I'm using RFECV in a pipeline to reduce features. I've got it all working fine, and so to streamline the process I've started trying to iterate over a list of different pipelines to evaluate various approaches. The problem arises with the SECOND attempt to fit the model. Each of the individual models fit fine when I start a new session, but when I try to fit a second model in the same session (or the same model a second time in the same session), I get the following error:
----> 1 rfe_logit.fit(X_rfe, y_rfe)
~/anaconda3/lib/python3.9/site-packages/sklearn/feature_selection/_rfe.py in fit(self, X, y, groups)
730 scores = np.array(scores)
731 scores_sum = np.sum(scores, axis=0)
--> 732 scores_sum_rev = scores_sum[::-1]

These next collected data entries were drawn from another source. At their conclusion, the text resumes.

Issue #110, opened 2018-06-14
Add visual feedback for format keyboard shortcut


ydlamba:
Same click button effect like we have done for parsing?

ydlamba:
After the new top bar, we need to add visual feedback for parsing/formatting again.

domoritz:
👍

algomaster99:
@domoritz Can you please explain what this issue is about? :) I could work on this probably.

domoritz:
When you format the code for example with a keyboard shortcut, there is no visual indicator. Same for running a spec btw.

siddhant1:
I thinkthis can also be closed @domoritz

PR #269, opened 2019-03-12
Added Acknowledgement for alt+shift+f (format)

siddhant1:
ref #110 

ezgif-4-03f3da69be05

### DIFF
--- a/src/components/header/index.css
+++ b/src/components/header/index.css
@@ -34,10 +34,7 @@
 }
 
 .header-button:hover,
-.docs-link:hover {
-  background: rgba(0, 0, 0, 0.08);
-}
-
+.docs-link:hover,
 .dark-background {
   background: rgba(0, 0, 0, 0.08);
 }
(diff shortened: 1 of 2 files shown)


src/components/header/index.css
```diff
@@ -38,6 +38,10 @@
   background: rgba(0, 0, 0, 0.08);
 }
 
+.dark-background {
```
domoritz: Can we use the right css pseudo class instead?

siddhant1: can you tell me which pseudo class should I include?
Should I hover and click and unhover ?

domoritz: Maybe that the best solution. We could use some css to make the change stay for a few milliseconds.

siddhant1: I think we cannot apply hover effect programatically (i tried) , so instead of making an extra class (.dark-background), should i apply styles using js?

domoritz: Nah, an extra class is okay. How about we share the definition for a pseudo class click as well as the fake click?

siddhant1:
Sounds good

siddhant1:
@domoritz any other changes required?

Issue #267, opened 2019-03-12
UI/UX fixes in help modal


algomaster99:
### Current UI
![Screenshot from 2019-03-12 16-31-39](https://user-images.githubusercontent.com/35191225/54195537-f549d680-44e4-11e9-9254-1b4e333b0486.png)

### Suggested fixes
- Unnecessary scrollbar
- Alignment of icon and text in feedback buttons
- Tips can be written with better alignment
- Spacing between characters and line-height can be more consistent

nandinirai:
@domoritz I'll fix it and send a PR asap

siddhant1:
I was looking at it in the night and dom pushed it with new changes , I have fixes ready for nearly all of them , will push now

siddhant1:
Closing fixed

PR #260, opened 2019-03-11
Extended Help feedback

siddhant1:
Added more features as of #237

PR #270, opened 2019-03-12
Fixed styles (Addresses #267)

siddhant1:
ref #267

### DIFF
--- a/src/components/help-modal/index.css
+++ b/src/components/help-modal/index.css
@@ -9,10 +9,6 @@
   margin: 4px;
 }
 
-.modal-header {
-  margin-bottom: 9px;
-}
-
 .keyboard-shortcuts li {
   margin-bottom: 1em;
 }
--- a/src/components/help-modal/index.css
+++ b/src/components/help-modal/index.css
@@ -65,4 +65,10 @@ kbd {
 .doc-image {
   height: 20px;
   margin: 0px 6px 0px 2px;
+  vertical-align: sub;
+}
+
+.tips a {
+  display: inline-block;
+  margin: 0px;
 }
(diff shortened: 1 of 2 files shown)


siddhant1:
image

@algomaster99 would you like to see any more changes ?

siddhant1:
@domoritz I think we should change the color of the link or do something like this to let people know that this is a link

image

siddhant1:
I have changes ready , tell me if you want this .

algomaster99:
@siddhant1 
- Margin between heading anf buttons can be more consistent
- Font-size of headers should be uniform
These are my suggestions. If you want to incorporate more, you may :)

siddhant1:
Hm , I think I should change them
Thanks for suggestions :)

siddhant1:
Final Styles , also fixed link to docs styles
image

image

domoritz:
I'm not a huge fan of the links as buttons. Can you instead just make them blue with an underline?

src/components/help-modal/index.css
```diff
@@ -65,4 +73,20 @@ kbd {
 .doc-image {
   height: 20px;
   margin: 0px 6px 0px 2px;
+  vertical-align: sub;
+}
+
+.tips {
+  text-decoration: none;
+  color: black;
```
domoritz: Why override it?

siddhant1: Was overriding to make the link a button , removed

siddhant1:
image
Looks like this now

siddhant1:
Removed redundant margin 

Looks like this now 
image

domoritz:
The alignment is still terrible. Also, could you make the follow and reference links actual links instead of buttons?

siddhant1:
Sure

siddhant1:
Do you want something similar to https://github.com/vega/editor/pull/260#issuecomment-471585781

domoritz:
Yes

siddhant1:
image

PR #275, opened 2019-03-13
Display error line number in vega-lite editor

algomaster99:
#### Error line is displayed for vega-lite editor.
Screenshot from 2019-03-13 14-39-33

### Browser compatibility
|                      |Google Chrome|Mozilla Firefox|Safari|
| ----------------- | :------------------: | :----------------: | :----: |
| Line Number | :heavy_check_mark: | :heavy_check_mark: | :x: |

It is not displayed in Safari since, the error message displayed doesn't contain the position of the error and just shows the type of error. So I don't think it's possible to fetch the exact line of error in case of Safari.
53006183_2264450687151693_6592227800915116032_n


domoritz:
What do we show in safari then?

PR #276, opened 2019-03-13
Updated data viewer on signals

### LINKED ISSUE #173: Use the data change API to update the data viewer

ganeshpatro321:
Fixes #173 

The data viewer is updated if any signal is triggered in the chart.

### DIFF
--- a/src/components/data-viewer/renderer.tsx
+++ b/src/components/data-viewer/renderer.tsx
@@ -66,6 +66,10 @@ export default class DataViewer extends React.Component<Props, State> {
 
     const data = this.props.view.data(selected) || [];
 
+    this.props.view.addDataListener(selected, () => {
+      this.forceUpdate();
+    });
+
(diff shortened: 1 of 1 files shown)


ganeshpatro321:
ScreenCast for reference:
dataUpdate

ganeshpatro321:
Shall we remove the refresh button? or keep it for better user experience, if anything wrong happens, or data doesn't come then he can use to refresh the data.
@domoritz

domoritz:
Let's r remove the button. 

Great work!

Just to check. When the data view panel is closed, we don't listen to data changes, right?

ganeshpatro321:
We do listen, as of now, do you want to remove when the panel is closed?

domoritz:
Let's try it for now and see what happens.

domoritz:
Can you remove the refresh button in a follow up?

ganeshpatro321:
Yes, I will look into it and send a PR asap.

PR #277, opened 2019-03-13
Added Warning count in log tab (fixes #147)

### LINKED ISSUE #147: Show warning count in logger tab header
Otherwise it's impossible for users to know that there are warnings when they use the data viewer.

siddhant1:
ref #147 
Capture

### DIFF
--- a/src/components/viz-pane/debug-pane-header/index.tsx
+++ b/src/components/viz-pane/debug-pane-header/index.tsx
@@ -8,6 +8,7 @@ import * as EditorActions from '../../../actions/editor';
 interface Props {
   debugPane?: boolean;
   logs?: boolean;
+  warningsLogger: any[];
 
   showLogs: (val: any) => void;
   toggleDebugPane: () => void;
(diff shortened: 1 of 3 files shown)


domoritz:
Sweet. Ist ist enough to put the count in the store?

siddhant1:
> Sweet. Ist ist enough to put the count in the store?

Didn't get it , Can you explain? redux store?

domoritz:
Sorry, I meant props. Instead of retuning the logs in the end, you could just return the count, no?

siddhant1:
Yes , I think I can make another entry in the reducer , will check and confirm if that gives a performance boost

domoritz:
It probably doesn't matter but I like to keep interfaces lean.

siddhant1:
Ok!

siddhant1:
image
I think we can't access the warns property, so i can't put it inside a war named logsCount

domoritz:
We should probably also show errors and.makenit red when there is an error (or even automatically open the error panel).

siddhant1:
Sounds good !

algomaster99:
@domoritz Accessing length of `warn` isn't possible since it is a private variable in `logger.ts`. I think current solution is the best possible way.

domoritz:
I don't get it. We already run `({(this.props.warningsLogger as any).warns.length})` so why can't we use this earlier?

siddhant1:
Maybe we have to create a copy of the currlogger and then put the value inside logsCount , or maybe the redux connect is made that way to avoid the typings , or it makes a copy of the object and send us

PR #280, opened 2019-03-14
Updates

ganeshpatro321:
Follow up for #276 

Updates: 
 - Removed refresh button.
 - Checked whether the debug panel is open or not.

Removing the listener on the closing of debugPanel will have to be a complex procedure because the debugPanel is not unmounting on hiding the panel. We will have to add and remove it on toggling the panel.

The scenario now is, the data listener is active once the panel is opened, and wont deactivate after closing the panel.

Please let me know if I will proceed with the above procedure of removing the listener on alternative toggling of panel, for this to happen, we will also need some parameters to be pushed into the redux state/ or if we want to avoid redux usage, then we should update the API, and create a api that would remove all the listeners present for the chart.

According to me, sending data to the redux store would be inefficient and hacky, creating one more API to remove all the listeners would be great.
@domoritz

### DIFF
--- a/src/components/data-viewer/index.css
+++ b/src/components/data-viewer/index.css
@@ -48,6 +48,7 @@
 .pagination-wrapper {
   display: inline-flex;
   vertical-align: middle;
+  margin-left: 5px;
 }
 
 .pagination {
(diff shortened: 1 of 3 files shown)


domoritz:
My main concern is the performance overhead. If the debug panel is closed, we should not be updating the table but maybe it doesn't matter since we are using pagination anyway.

Issue #184, opened 2018-11-30
Can't load editor after deadlock in vega


iliatimofeev:
I’ve got a suggestion to the vega editor:
I bumped into vega deadlock bug https://github.com/vega/vega/issues/1464 while the editor was on auto render mode. As result, I couldn’t load vega editor anymore. Magick links with empty document didn’t help.

I have worked it by cleaning local storage of paused the site.

So I suggest to somehow check on editor load that the last render of stored data was successful and if not switch to manual rendering.

ganeshpatro321:
Hey @domoritz , can you explain how to reproduce this, so that i can get an insight of what is happening. I can work in it.
Thank You.

domoritz:
Just put in an invalid spec and see how the editor renders it again when you load the page again.

ganeshpatro321:
@domoritz Ya, its clearing the editor, shouldn't that be the case? Because there is not input?

domoritz:
What if the spec is valid but too large. We could have a timeout, or a separate url that clears the state before opening the editor. Do you want to add the latter?

ganeshpatro321:
@domoritz 

I was looking into this, and I don't think anything can be done here. 
This is going into deadlock due to vega package.

Please correct me if I am misleading.

domoritz:
We'll, what we can do is have a URL to reset the state before loading the editor. That at least would allow a user to use the editor again.

iliatimofeev:
I expected that if I reload editor with broken spec it will switch to
manual rendering.
 I

вт, 19 мар. 2019 г. в 16:04, Dominik Moritz <notifications@github.com>:

domoritz:
Even then the initial rendering will lock the editor.

ganeshpatro321:
Exactly @domoritz @iliatimofeev

domoritz:
So, the fix is to have a URL to clear or reset the editor state completely before loading anything. Can you add that?

ganeshpatro321:
Do we want to reset the state after certain time of loading? @domoritz

domoritz:
no

Just make `https://vega.github.io/editor/#/reset` work.

ganeshpatro321:
I have made a route which clears the localStorage, but still not able to access the route when the editor goes into deadlock

I also tried avoiding the App component and created  a new component, that too didnt work.

Do you have any idea from where can I access things if the editor goes into deadlock. @domoritz

PR #281, opened 2019-03-14
Added debugging configuration for VScode supporting chrome and firefox

ganeshpatro321:
This PR will set the VSCode debugging configuration supporting chrome and firefox. This will help debug the code in situations where the browser does not get the sources/files of the application.
For ex:, deadlock issue like #184 

@domoritz

### DIFF
--- a/.vscode/launch.json
+++ b/.vscode/launch.json
@@ -1,0 +1,30 @@
+{
+  // Use IntelliSense to learn about possible attributes.
+  // Hover to view descriptions of existing attributes.
+  // For more information, visit: https://go.microsoft.com/fwlink/?linkid=830387
+  "version": "0.2.0",
+  "configurations": [
+    {
+      "type": "firefox",
+      "request": "launch",
+      "reAttach": true,
+      "name": "Launch Firefox",
+      "url": "http://localhost:8080",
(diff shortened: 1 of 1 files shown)


ganeshpatro321:
I think there are duplicate commits, could you please squash them. @domoritz

.vscode/launch.json
```diff
@@ -0,0 +1,30 @@
...
+    },
+    {
+      "type": "chrome",
+      "request": "launch",
+      "name": "Launch Chrome",
+      "url": "http://localhost:8080",
+      "webRoot": "${workspaceFolder}"
+    },
+    {
+      "type": "node",
```
domoritz: Does this actually work?

ganeshpatro321:
Yes, they do work, we need to install two extensions(debugger for chrome, and debugger for Firefox) in vscode. @domoritz

domoritz:
I asked about the node configuration.

.vscode/launch.json
ganeshpatro321: Ohh, I dint check this though it was there in default when I created launch.json. Will check it and update the PR.

ganeshpatro321:
Updated @domoritz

733 argmax_idx = len(scores_sum) - np.argmax(scores_sum_rev) - 1
734 n_features_to_select = max(
IndexError: invalid index to scalar variable.
I've inspected the source code and it looks like it's something to do with how the scores are stored in the instance, but I've no idea how to take this further. I would be very grateful for any insight the community could share.
Please find below my MWE (other models use identical construction, and as mentioned above, they all work individually if they are called first):
kbest = SelectKBest(k=50)
X_rfe = pd.DataFrame(
kbest.fit_transform(X, y),
columns = kbest.get_feature_names_out()
)
binarise = LabelEncoder()
y_rfe = binarise.fit(y)
y_rfe.classes_ = np.array(['No tumour', 'Tumour'])
y_rfe = binarise.fit_transform(y)
class RFEpipeline(Pipeline):
@property
def coef_(self):
return self._final_estimator.coef_
@property
def feature_importances_(self):
return self._final_estimator.feature_importances_
lda = RFEpipeline([
('med_log_transformer', FunctionTransformer(
med_log_transform,
feature_names_out='one-to-one'
)),
('standardscaler', StandardScaler()),
('lineardiscriminantanalysis', LinearDiscriminantAnalysis())
]
)
logit = RFEpipeline([
('med_log_transformer', FunctionTransformer(
med_log_transform,
feature_names_out='one-to-one'
)),
('standardscaler', StandardScaler()),
('logisticregression', LogisticRegression())
]
)
logocv = LeaveOneGroupOut()
groups = ex_vivo_metadata.patient_number
cv = logocv.split(X_rfe, y_rfe, groups=groups)
common_params = {
'n_jobs':8,
'cv':cv,
'verbose':1,
'step':3,
'min_features_to_select':10,
'scoring':'f1',
}
rfe_lda = RFECV(lda, **common_params)
rfe_logit = RFECV(logit, **common_params)
rfe_lda.fit(X_rfe, y_rfe)
rfe_logit.fit(X_rfe, y_rfe)
To reiterate, the second fit fails, but the first works no matter which it is. Many thanks for your thoughts.
(NB, the custom RFEpipeline class comes from this SO question, and works great. Thanks to Vivek Kumar.)